The government has also imposed a 10-year limit (after construction) on claims, even though some building experts believe many cases will only become apparent during coming years, as building rot becomes advanced enough. They also warned that houses in drier parts of New Zealand were now starting to show problems, which had simply developed at a slower pace – and that despite Building Act reforms in 2004, there were still houses being built that leaked badly due to shoddy workmanship. Timber needs a sustained period of wetting to form mould and subsequently rot. In laymens terms, the timber has to be wet longer than it is dry. In drier areas of the country it is unlikely the timber will remain wet long enough to instigate mould formation.
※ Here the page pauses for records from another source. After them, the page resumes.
PR #684, opened 2016-02-06
irc: add separate nullable options for kick/kill message coloring (closes #683)

### LINKED ISSUE #683: Add an option for changing kick message color
Similar to irc.color.reason_quit

sim642:
Add new options `irc.color.message_kick` and `irc.color.reason_kick` to be used for coloring KICK and KILL messages. These options have `irc.color.message_quit` and `irc.color.reason_quit` as parent options respectively not to change any users' current look.


Zarthus:
Nice! I like having my quit messages green whilst the kick ones are red.

Looking at the changes it looks like the option is merged, meaning you can't configure the color of kill messages. I may be wrong here - feel free to correct me if I am, but the following paragraphs explain why I'd like them to be separate (or at least kill not included in the list):

Is it possible to keep KILL's green (they are often less warranted: like in the case of NickServ REGAIN and do not need my attention) whereas KICKs are a channel level event (and especially in channels I op) would like to notice it as soon as it happens.

I feel by adding kills to this it has some sort of "diminishing return" as far as my need-for-attention goes, as the only kills worth looking at are those issued by an existing person, and not a service. Now I personally filter them out already, so it's not a biggie for me. But I would still like to point out the difference between a kick being mostly a human-issued thing, and a kill being often automated.

What's your mind on this?

sim642:
Currently I decided to split the options between self-caused (PART, QUIT) and other users' caused (KICK, KILL). To me it made more sense to have KILL with KICK than QUIT due to what it represents (a network-wide KICK).

If KILL had even separate color options than KICK, then it could even more so be argued that QUIT should have separate color options from PART as well. So we'd end up with 4 (PART/QUIT/KICK/KILL) * (message/reason) = 8 color options instead of the 2 which existed previously, which I think would be somewhat large degree of customization that would barely get used to its full extent. The total of 2 * 2 = 4 color options after this PR seems like a reasonable amount to me.

It'd still be possible to produce different coloring for KICK and KILL using a `hook_modifier` trigger to replace the color code.

Zarthus:
What [mIRC](http://i.imgur.com/Fw2SGQo.png) does (and that's where I get my inspiration from) is allow customization for every event there is, rather than by grouping them for what they are. I had personally imagined weechat has a similar thing going for msgbuffer.* as eventcolor.*, but that's a mistake on my part, and not in the scope of this Pull Request.

With the smart trigger and filters being a thing this really is not much of a concern to me, I'd just personally feel grouping KILL with KICK is a mistake. While logically it makes sense, in practice they both produce a while different kind of content - one which is relevant, the other is not.

I see where you're coming from with network-wide-kick, I just think KILLs generate too much (redundant) noise to the contrary of the far more useful KICK. Being used to mIRC grouping colours by event, at its core a KILL is still a QUIT, and a KICK is an entirely new event. All in all, I'd personally prefer that the colour KILLs represent the same colour as a QUIT message. 

Regardless on how this pull request ends up being merged, the ability is indeed there to still make it look like however I'd desire with use of triggers. I do however think that it's worth asking what other people might prefer to see which is the better option.

sim642:
@Zarthus I was told the following in #weechat:
```
< sim642> I still haven't heard any additional feedback on https://github.com/weechat/weechat/pull/684
< sim642> The question is: do you think KILL messages should have the same colors as QUIT or the same as KICK?
< grawity> given that you only receive a KILL if you're the victim, I'd say neither
< grawity> make them bright red and maybe blinking
< sim642> if someone else gets killed it shows that as a QUIT?
< grawity> yes
< sim642> in that case coloring it the same as KICK wouldn't hurt at all
```

It means that the coloring issue with nick regain `KILL`s won't be a problem as only that person gets the `KILL` while everyone else sees it as a `QUIT` with a special message.

Zarthus:
I was under the impression it's a KILL event too when you are killed yourself. But instead its an ERROR, so that's okay.

If other people's kills don't display differently, I'm fine with that.

flashcode:
Merged.
I removed the parent options to be consistent with all other colors in WeeChat (the new options have just same default color as the quit options).

PR #698, opened 2016-02-29
Add detection for Ruby 2.3

zeha:


flashcode:
Thanks for the PR.
@zeha: where is the file "ruby.pc" you mentioned in the debian bug #816312 ? I can't find it in any package in debian sid.

zeha:
@flashcode it's in ruby-dev/experimental. I'm not sure it will appear in sid before 1:2.3.0. Note that this is likely Debian specific (no idea what RH, Arch, etc. do here).

PR #708, opened 2016-03-28
Update channel set bitlbee command in FAQ

migueldvb:
Update channel set bitlbee command to include the channel name.


flashcode:
I think it will be confusing for users to have such command as examples: many users just type the command without changing it (and then replacing the channel id).
If the current example is not enough, maybe another sentence should be added below the command to explain that an optional channel id is allowed.

migueldvb:
Without the channel name it looks like the command does not work so this gives a clue to the user what they need. I can add a sentence about the command in the English FAQ only.

arza-zara:
Channel id is optional, and unnecessary for FAQ in my opinion.

flashcode:
Yes the command works for me without any channel id.
So I think adding that would confuse users and is not needed in the FAQ, I agree with @arza-zara.

PR #1715, opened 2021-10-26
core: Update Serbian translation

eevan78:
Here is an update of Serbian translation.


flashcode:
Thanks, I've upported your changes on the master branch and committed your changes.

PR #1720, opened 2021-11-08
Update Turkish translations

bitigchi:
This is another attempt to update translations after rebasing on top of master it and starting afresh. Hopefully this will pass the CI tests.


bitigchi:
Regarding the `gettext` errors in CI builds, I believe it's not fair to call them errors, since all of them are intentional. For Turkish, due to completely opposite word order (compared to English), some translations simply sounds weird without a colon to describe the following variable, or some strings simply contain more lines due to the translation being long or intentionally formatting them to fit in 80-column terminals. Wouldn't it be better to alter the tests so that it would only fail at fatal or compile errors?

flashcode:
Hi,

I think most of errors (maybe except 1 or 2) can be fixed: most errors are split of lines that should not be done, even in Turkish, because this will change the way help on commands will be displayed for example.

Split of lines can even cause bugs in the way messages are displayed and handled: a message on two lines will be displayed as 2 separate messages in WeeChat, which is not the case in English. This can affect filters/scripts reacting on such messages.

bitigchi:
Thanks for the information. I've fixed the newlines, only left four columns, which I believe to be essential. It might be possible to fix those with strings containing the property itself, so that I can place the words after the property.

bitigchi:
Please don't merge this yet, as I've been translating and checking a lot recently; I'll push another commit before the merge.

bitigchi:
Alright, the translations have been completed. Aside from three intentional colons for explanatory purposes, it passes all `msgcheck`s. Spell checking has been performed as well. Good to go!

flashcode:
Hi,

Why intentional colons added? Is it mandatory because of Turkish rules or did you add them because you think they are missing in English as well? (in which case you should probably remove them)

bitigchi:
Hello,

Turkish has a different word order (subject + object + verb), therefore in some cases it sounds ambiguous. It's not a problem if the following variable is included in the string (`verb %s`), since it can be rearranged, but if not (`verb` + variable) it is best to use a colon to indicate the subject or object.

flashcode:
So I'll add "noqa" marker on these lines, so that msgcheck will be happy and CI will be green.

flashcode:
Merged.

bitigchi:
Thank you! Happy to have weechat fully translated.

PR #1724, opened 2021-12-01
relay: Add "sync * hotlist" option

nilscc:
Hi,

this PR adds an option for a relay client to sync on the "hotlist_changed" hook signal.

Please review and let me know if anything should be changed.

TODO: Update documentation.


src/plugins/relay/weechat/relay-weechat-protocol.c
```diff
@@ -840,6 +843,68 @@ RELAY_WEECHAT_PROTOCOL_CALLBACK(completion)
...
+
+        /* send signal only if sync with flag "hotlist" */
+        if (relay_weechat_protocol_is_sync (ptr_client, NULL,
+                                            RELAY_WEECHAT_PROTOCOL_SYNC_HOTLIST))
+        {
+            msg = relay_weechat_msg_new (str_signal);
+            if (msg)
+            {
+                snprintf (cmd_hdata, sizeof (cmd_hdata),
+                          "hotlist:0x%p", ptr_hotlist);
```
flashcode, line 895: Even if this is equivalent, please use `0x%lx` here, as done in the other functions.

flashcode (changes requested):
Apart from the small point noted in the comment, seems OK for me!
I'll update the docs in a separate commit.

src/plugins/relay/weechat/relay-weechat-protocol.c
nilscc: Done. I also fixed the creation_time members and removed the next/prev hot list pointers, as they are always null anyway.

flashcode (approved):

nilscc:
PR converted to draft as I'm observing weechat crashes with these changes. I'm investigating.

2xsaiko:
Would this allow for sending the hotlist state from the relay to the clients, so kind of the reverse of what is already there with clients sending their read status?

nilscc:
@2xsaiko yeah, sure. it saves you from syncing on all buffers while still giving you notice of highlights etc.

nilscc:
@flashcode What would be missing to get this change merged?

flashcode:
We have to check if the add of line hdata could be problematic for existing clients. It should not, but it depends how the clients implement the protocol, it can break.

Once we validated the major relay clients are OK with this change, this can be merged (I'll add appropriate documentation as well).

Did you test some relay clients with these changes?

nilscc:
Closing this PR as I personally will be focusing on the new API.

PR #1725, opened 2021-12-01
Update README for optional dependencies.

xloem:
Many of the optional dependencies are enabled by default for cmake, and it isn't mentioned how to disable them.

Autotools actually seems a little more maintained in this regard, where, for me and unlike cmake, it will automatically disable some features requiring missing optional dependencies.

### DIFF
--- a/README.adoc
+++ b/README.adoc
@@ -68,7 +68,9 @@ WeeChat can be built with https://cmake.org/[CMake] (recommended) or autotools.
 [NOTE]
 Only CMake is officially supported to build WeeChat. You should only use
 autotools if you are not able to use CMake. +
-Building with autotools requires more dependencies and is slower than with CMake.
+Building with autotools is slower than with CMake.
+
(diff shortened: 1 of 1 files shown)


flashcode:
Hi,

Thanks for your PR.

Using autotools require mode dependencies, but not the ones mentioned in the user's guide: some packages required by autotools stuff.

Anyway I think I should completely remove the "Install" chapter from README as it's a duplicate of the user's guide, and instead provide a link to the user's guide there.
I'm not fan of having duplicated code/doc.

What do you think?

xloem:
As a source-building user, it is much easier to have installation instructions in the README.  But as a maintainer, it is always better to keep only one copy of things to update, and it's very normal to have building instructions hidden away since most people don't use them.  cmake and autotools are also very normal.  I'd say go for it.

flashcode:
OK thanks.

Done via this commit: 64592951b5bb2656838531972d03168f78fef262.

PR #1732, opened 2021-12-23
irc: Fix regression causing newlines in MOTD to be stripped

trygveaa:
Commit 9063546ac caused newlines in MOTD to not be printed anymore, this
fixes the regression.


flashcode:
Hi,

Thank you for the fix.
I fixed another way that applies to all numeric messages in this commit: d5c391b1ee57730ed6f94c3d7ee5661ceaff35f5
So I close this PR.

PR #1744, opened 2022-01-18
Remove old and unused config option weechat.plugin.debug

trygveaa:
As far as I can see, this option is not used anywhere and should have
been removed in commit 6e69f7f3c.


flashcode:
Thanks!

PR #1761, opened 2022-03-03
scripts: allow null values in config_new_option

trygveaa:
The plugin API function config_new_option accepts null as the
default_value and/or value however the scripting APIs (except for lua)
didn't allow sending null as a parameter value, so it was impossible to
use it this way. This allows sending a null value for these parameters.

Lua already supported sending in nil for these parameters and it works
as expected, so nothing is changed for this plugin.

For Guile you can now send in #nil, for JavaScript null or undefined,
for Perl undef, for PHP NULL, for Python None, for Ruby nil and for Tcl
$::weechat::WEECHAT_NULL.

In all of these languages except Tcl this is the special value
indicating a missing value. However Tcl only has one type, string, so it
doesn't have a null value. Therefore I created a constant with the value
`\uFFFF\uFFFF\uFFFFWEECHAT_NULL\uFFFF\uFFFF\uFFFF` which is used
instead. This is very unlikely to appear unintentionally. Using the
unicode code point \uFFFF was suggested on
https://wiki.tcl-lang.org/page/null.

I tested this with these scripts:
https://gist.github.com/trygveaa/f91977dde5d2876d502bf55fbf9b50cc

### DIFF
--- a/doc/en/weechat_plugin_api.en.adoc
+++ b/doc/en/weechat_plugin_api.en.adoc
@@ -6445,7 +6445,7 @@ Script (Python):
 # prototype
 def config_new_option(config_file: str, section: str, name: str, type: str, description: str,
                       string_values: str, min: int, max: int,
-                      default_value: str, value: str, null_value_allowed: int,
+                      default_value: str | None, value: str | None, null_value_allowed: int,
                       callback_check_value: str, callback_check_value_data: str,
                       callback_change: str, callback_change_data: str,
                       callback_delete: str, callback_delete_data: str) -> str: ...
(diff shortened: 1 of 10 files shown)


ksu-0:
I would suggest to make part of the Tcl null constant random. It would prevent the value to be intentionally fed to Tcl script, assuming that the random part is cryptographically secure, long enough, and not leaked.

A downside of this proposal would be that the null constant, if stored externally, would be not interpreted correctly by another installation.

trygveaa:
> It would prevent the value to be intentionally fed to Tcl script

What's the problem with this, why should it be prevented?

ksu-0:
It can cause null to appear where script author expects non-empty string, which may lead to strange bugs. I can't think of realistic example of the problem happening with `config_new_option`, but I suspect that null, once introduced, may be used again.

trygveaa:
Well, that's the reason I chose a really specific string with non-characters. I don't really see that coming from anywhere else.

ksu-0:
As discussed in the channel, Libera is happy to pass `U+FFFF` through.

flashcode:
Thanks!

PR #1764, opened 2022-03-16
core: Fix regex for constants in the Python stub generator

trygveaa:
In Python raw strings, newlines can't be escaped with a backslash. If
you do that, both the backslash and the newline become part of the
string. This meant that the regex for constants both started and ended
with a newline which caused every other constant to be skipped.


flashcode:
Thanks!

PR #1766, opened 2022-03-21
Update Serbian translations of core and docs

eevan78:
Hi,
I'm sending two commits, one that updates the core translation and one for the update of documentation.


flashcode:
Thanks!

PR #1788, opened 2022-06-29
php: Add stubs and generate arginfo for PHP API

adsr:
As noted in a previous TODO, this was preventing the PHP plugin from working if PHP was compiled with `--enable-debug`. With this patch, `--enable-debug` builds of PHP should work. It also enables use of strict type-checking with the WeeChat API.


flashcode:
Thanks!

PR #1789, opened 2022-06-29
php: Deprecate `forget_*` functions in PHP 8+

adsr:
These functions don't work with PHP 8+ and also don't seem to be necessary anymore when reloading scripts.


flashcode:
Thanks!

PR #1793, opened 2022-07-10
don't require account-notify/away-notify for WHOX

jesopo:
when you connect weechat to znc, you first get a `CAP` dance like this:

```
-> :irc.znc.in CAP unknown-nick LS :batch cap-notify echo-message multi-prefix server-time userhost-in-names znc.in/batch znc.in/self-message znc.in/server-time-iso
<- CAP REQ :cap-notify multi-prefix server-time userhost-in-names
<- CAP END
-> @time=2022-07-10T20:19:26.599Z :irc.znc.in CAP * ACK :cap-notify multi-prefix server-time userhost-in-names
```

and then once znc has figured out what network you're connecting to, you get this:
```
-> @time=2022-07-10T20:19:26.608Z :irc.znc.in CAP user NEW :account-notify away-notify extended-join
<- CAP REQ :account-notify away-notify extended-join
```

and then it takes until after znc has already finished replaying `NAMES` to you for you to get this
```
-> @time=2022-07-10T20:19:26.621Z :irc.znc.in CAP user ACK :account-notify away-notify extended-join
```

which means by the time you're hitting the code that I'm changing, you don't know that the network you're on supports `away-notify` or `account-notify`, which means this `if` will reliably fail and weechat simply won't send a WHOX request. this can be solved by simply sending WHOX whenever a network supports it.

### DIFF
--- a/src/plugins/irc/irc-channel.c
+++ b/src/plugins/irc/irc-channel.c
@@ -780,30 +780,18 @@ irc_channel_check_whox (struct t_irc_server *server,
 {
     if ((channel->type == IRC_CHANNEL_TYPE_CHANNEL) && channel->nicks)
     {
-        if (weechat_hashtable_has_key (server->cap_list, "away-notify")
-            || weechat_hashtable_has_key (server->cap_list, "account-notify")
-            || ((IRC_SERVER_OPTION_INTEGER(server, IRC_SERVER_OPTION_AWAY_CHECK) > 0)
-                && ((IRC_SERVER_OPTION_INTEGER(server, IRC_SERVER_OPTION_AWAY_CHECK_MAX_NICKS) == 0)
-                    || (channel->nicks_count <= IRC_SERVER_OPTION_INTEGER(server, IRC_SERVER_OPTION_AWAY_CHECK_MAX_NICKS)))))
+        channel->checking_whox++;
+        if (irc_server_get_isupport_value (server, "WHOX"))
         {
-            channel->checking_whox++;
-            if (irc_server_get_isupport_value (server, "WHOX"))
-            {
-                /* WHOX is supported */
-                irc_server_sendf (server, IRC_SERVER_SEND_OUTQ_PRIO_LOW, NULL,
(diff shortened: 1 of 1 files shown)


jesopo:
an alternative solution is to check what `CAP`s you know the other side has said they support, rather than checking what's actually been acked, but that seems untidy

src/plugins/irc/irc-channel.c
```diff
@@ -780,30 +780,18 @@ irc_channel_check_whox (struct t_irc_server *server,
 {
     if ((channel->type == IRC_CHANNEL_TYPE_CHANNEL) && channel->nicks)
     {
-        if (weechat_hashtable_has_key (server->cap_list, "away-notify")
-            || weechat_hashtable_has_key (server->cap_list, "account-notify")
-            || ((IRC_SERVER_OPTION_INTEGER(server, IRC_SERVER_OPTION_AWAY_CHECK) > 0)
-                && ((IRC_SERVER_OPTION_INTEGER(server, IRC_SERVER_OPTION_AWAY_CHECK_MAX_NICKS) == 0)
```
flashcode, line 786: Hello,
You are removing the use of options away_check and away_check_max_nicks (this one becomes completely unused in IRC plugin), is that wanted?

flashcode (changes requested):

src/plugins/irc/irc-channel.c
jesopo: yes, I don't think there's a reason to ever not use WHOX when it is available

flashcode: But these options are there to let the user enable or disable WHO (or WHOX), based on how many nicks are in the channel. Purpose is to limit the bandwith used (WHO responses can be huge on some channels).

Using WHOX when available is OK for me, but I would like to keep the feature to completely disable WHO(X) if needed.

jesopo: fair enough. i'll tweak the PR in a bit

PR #74, opened 2019-03-20
Do not restart containerd, remove stop kubelet

krsna1729:
In case of containerd there is no need to restart. Restart for crio is needed
when it manages the networks ns lifecycle. Removed the kubelet stop step which
was a leftover from earlier device plugin install.


mcastelino:
@krsna1729 is this a bug in containerd. You should be able to restart containerd.

PR #76, opened 2019-03-26
Update README.md

krsna1729:
Add note about environment variables that can be used to customize the setup


grahamwhaley:
Thanks @krsna1729 - I thought we might gain a section noting that if you are running a single node cluster (that is, just using the master node and not joining the slave nodes), then you *will* have to increase the defaults I think to have it stable?
But, as we don't actually have a single node cluster section at present, np.

PR #78, opened 2019-03-27
Turn on static policy for CPU manager

### LINKED ISSUE #71: Should we enable --cpu-manager-policy=static by default
The static policy allows containers in Guaranteed pods with integer CPU requests access to exclusive CPUs on the node. This exclusivity is enforced using the cpuset cgroup controller.

https://kubernetes.io/docs/tasks/administer-cluster/cpu-management-policies/

krsna1729:
This is finally supported in Kata 1.6
Update memory limit for kata to run in guaranteed test case

Resolves #71 

### DIFF
--- a/clr-k8s-examples/kubeadm.yaml
+++ b/clr-k8s-examples/kubeadm.yaml
@@ -7,9 +7,8 @@ apiVersion: kubelet.config.k8s.io/v1beta1
 kind: KubeletConfiguration
 featureGates:
   RuntimeClass: true
-# Kata does not work with static
-# https://github.com/kata-containers/runtime/issues/878
-# cpuManagerPolicy: static
+# Allowing for CPU pinning and isolation in case of guaranteed QoS class
+cpuManagerPolicy: static
 systemReserved:
   cpu: 500m
   memory: 256M
--- a/clr-k8s-examples/tests/cpumanager/test-cpumanager.yaml.tmpl
+++ b/clr-k8s-examples/tests/cpumanager/test-cpumanager.yaml.tmpl
@@ -12,7 +12,7 @@ spec:
     resources:
       limits:
         cpu: 1
-        memory: 100Mi
+        memory: 500Mi # For kata to run
 ---
 apiVersion: v1
 kind: Pod


clr-k8s-examples/kubeadm.yaml
```diff
@@ -7,9 +7,7 @@ apiVersion: kubelet.config.k8s.io/v1beta1
 kind: KubeletConfiguration
 featureGates:
   RuntimeClass: true
-# Kata does not work with static
-# https://github.com/kata-containers/runtime/issues/878
-# cpuManagerPolicy: static
+cpuManagerPolicy: static
```
grahamwhaley: Great that we now support this. A couple of questions:
 - Do I remember you noting that there is still maybe one aspect or feature that is not fully supported? Or, was that fixed by the other addition here (the memory increase) ?
- afaict, the [k8s default](https://kubernetes.io/docs/tasks/administer-cluster/cpu-management-policies/#configuration) is `none`. If we are changing the default here for an explicit reason, can we add back the comment and explain why?

krsna1729: Kata required more memory so test case issue. Fixed.

About Cpumanagerpolicy static, we can say -

To allow for CPU pinning and isolation of guaranteed workloads

jcvenegas: @grahamwhaley the memory update is related with this error:
https://github.com/kata-containers/runtime/issues/1249

qemu is running the pod cgroup, this is too small to run kata, and qemu is killed at boot.

Related static policy this is a feature we want to make sure it works with kata (or is the most compatible as possible) . Today is not fully supported as is expected from runc perspective but at least the cpuset is honor at host so isolation is guaranteed at node level. There are some missing gaps from workload and performance perspective but having enabled helps to not break the use case on the future again.

mcastelino: @jcvenegas CPU Set is not fully honored right? On the host at the VM level. However I would still like to merge this as it allows runc to work properly. 

We need to ensure the Kata does not trample on runc pods. The assumption will be that we will not use cpu sets for kata (CFS only). That is the most import test we need to pass. Kata still managed via CFS and cpu sets on a case by case basis for runc?

@krsna1729 agree?

mcastelino: /cc @mythi

PR #81, opened 2019-03-28
kata-deploy: update to match what's on Kata master

egernst:
We updated to use containerd v2 shim - pull in latest from master

Noticed there's been a discrepancy in the yaml between Kata and this repo for /bin/bash v. bash.  PTAL at this @krsna1729 ?


krsna1729:
@egernst should not make a difference.

Issue #84, opened 2019-04-04
error running create_stack.sh


kiendinh:
I'm using the master branch @f863bb7f, and running create_stack.sh returned with this error:

`daemonset.apps/kata-deploy created
error: the path "8-kata/runtimeclass_crd.yaml" does not exist`

Looks like the latest commit removes the file that is required elsewhere. Could anyone please check?

krsna1729:
@kiendinh Thanks for catching that. My mistake. Will test and fix up.

PR #85, opened 2019-04-04
Remove applying runtimeclass CRD

krsna1729:
CRD was removed as part of 1.14 update. Missed update to create_stack

Fixes: #84

### DIFF
--- a/clr-k8s-examples/create_stack.sh
+++ b/clr-k8s-examples/create_stack.sh
@@ -42,13 +42,6 @@ function kata() {
 	# Install kata artifacts using kata-deploy
 	kubectl apply -f 8-kata/deploy/kata-rbac.yaml
 	kubectl apply -f 8-kata/deploy/kata-deploy.yaml
-
-	#Add support for kata runtime
-	kubectl apply -f 8-kata/runtimeclass_crd.yaml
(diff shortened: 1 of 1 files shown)


mcastelino:
@krsna1729 @ganeshmaharaj we should update our readme to say our scripts will only work on 1.14 and beyond.

So as long as the user uses the files from the bundle vs here they should be fine.

@ganeshmaharaj did you all ensure the scripts got updated in the clearlinux cloud-native-basic example scripts. We package the scripts today as part of CL

/cc @bryteise

krsna1729:
@mcastelino @bryteise  yes we need this updated in the bundle

ganeshmaharaj:
+1. Manohar we should cut a release now and i can update the scripts in clear. Anything we would like to add before i cut the release?

mcastelino:
@ganeshmaharaj @bryteise yes we need to cut a new release of the cloud-native-basic bundle with the updated scripts. Otherwise the scripts will not work with the version of kubernetes tools and kubelet packaged. We need to do this each time we rev any of the cloud-native-basic components.

ganeshmaharaj:
fair enough. We don't have a auto-trigger of sorts to do this today. Needs a human tracking it. We need to figure out how to automate this.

In February 2010, New Zealand's Building and Construction Minister Maurice Williamson, National, warned that the size of the issue, at least $11 billion, was so gianormous [sic] that even a government with budget surpluses would struggle. He noted that: "...a Government who's [sic] running deficits - and has a forecast track of deficits for many years out - has to just sit there with its head in its hands, saying, 'Well, I just don't how to do this'." He also warned that it was necessary to come up with a solution so money could be spent on fixing houses, rather than paying lawyers, and that there was a risk of significant rates rises in the major centres like Auckland, Tauranga, Wellington and Christchurch, of a scale that would "make eyes water".

In May 2010 the New Zealand Government launched the Financial Assistance Package (FAP) for leaky homes, which expired in 2016. Under the scheme, the home owner shared the agreed cost of repairing their home with the government and the local council, if the council approved the original work and was participating in the scheme. The government and the council each contributed 25% of the repair cost with the owner paying the remaining 50%. Despite the FAP offering to give the homeowners the certainty of financial contribution and to help get leaky homes fixed faster, by November 2012 only 12 victims had received final payouts under the government scheme.

In 2009 it was estimated between 22,000 and 89,000 properties were affected, but the government's scheme would cover around 3,500 at the most.

=== Rates impact ===
Councils and politicians have indicated that the crisis could increase rates bills. From mid-2011, council must take leaky home syndrome into account when re-valuing homes, even if the home has not leaked. This takes into account that such homes face widespread stigma and are harder to sell. The lower values meant some owners paid 5% to 20% less for their rates, but other ratepayers had to pay more to make up the difference.

=== Effect on liable firms ===
The placing into liquidation of Mainzeal Construction and Property, New Zealand’s third largest construction company, in February 2013 was blamed on both a slowdown in commercial construction work and liability for several leaky apartment buildings in Auckland and Wellington where other parties had gone out of existence.

== Similarities to British Columbia ==
A similar problem arose in the early 1980s, some 10 years before New Zealand and for similar reasons, in the Canadian province of British Columbia. It is commonly known in Canada as the leaky condo crisis and has been an ongoing issue that is estimated to have caused $4 billion in damage since the 1980s.